West Virginia is already struggling to keep experienced people working for the state. We should strengthen retention and trust, not create new fault lines within the workforce.
This bill draws a hard line at $75,000 and treats state employees differently based on that number. It offers certain Tier II employees who retire under $75,000 access to benefits such as the use of accrued sick/annual leave for retirement credit and the Rule of 80.
But it also does something that alarms me: it exempts any employee earning $75,000 or more from classified civil service coverage, effective July 1, 2026.
That is a major change in protections and accountability. Classified coverage is part of what keeps state service stable, fair, and less vulnerable to favoritism and political churn. Cutting people out of that system because they earn over an arbitrary threshold is disrespectful, and it sends a clear message that performance and experience do not earn security; they earn fewer protections.

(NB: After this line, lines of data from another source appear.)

PR #422, opened 2024-01-18
Follow-up: ##338 - Improve SSO related parts slightly

MrGeneration:


appendix/single-sign-on.rst
```diff
@@ -280,50 +287,38 @@ how to reach the *domain controller* (Active Directory server).
                                     (must not be read-only,
                                     but can be the same as ``<domain-controller>``)
 
-.. tabs::
+   .. code-block::
```
ralf401, line 290: In my opinion the code block could be moved out of the note box. But I'm fine with that, too.

ralf401 (approved):
Nice, thanks! Just one comment.

PR #435, opened 2024-02-20
Maintenance: Add support for CentOS 9.

mgruner:
I hope I found all places where CentOS is mentioned / needs to be added.


mgruner (commented):
@ralf401 would you be so kind to check this? You can also feel free to merge it and delete the branch, if it looks ok.

ralf401 (approved):
:+1:

PR #444, opened 2024-03-11
Add an hint for proxy as more configuration is needed

AnaelMobilia:
Put more visible than more configuration is required :-)


ralf401:
Hi @AnaelMobilia thanks a lot for your contribution! I think we don't have a link in all of the prerequisites to the corresponding section. However, it does not hurt so I merge it.

ralf401 (approved):
Thanks a lot for your contribution!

I am also concerned about clarity. The bill repeatedly hinges on the phrase “retire making less than $75,000,” and the stakes are high if that language is interpreted differently across agencies or job classifications.
When a bill changes benefits and civil service status, the language needs to be unmistakable and consistently applied.
If lawmakers want to improve Tier II retirement fairness, do that directly. Do not pair it with a provision that weakens civil service protections and risks driving more skilled employees away. Please vote no on HB 4442.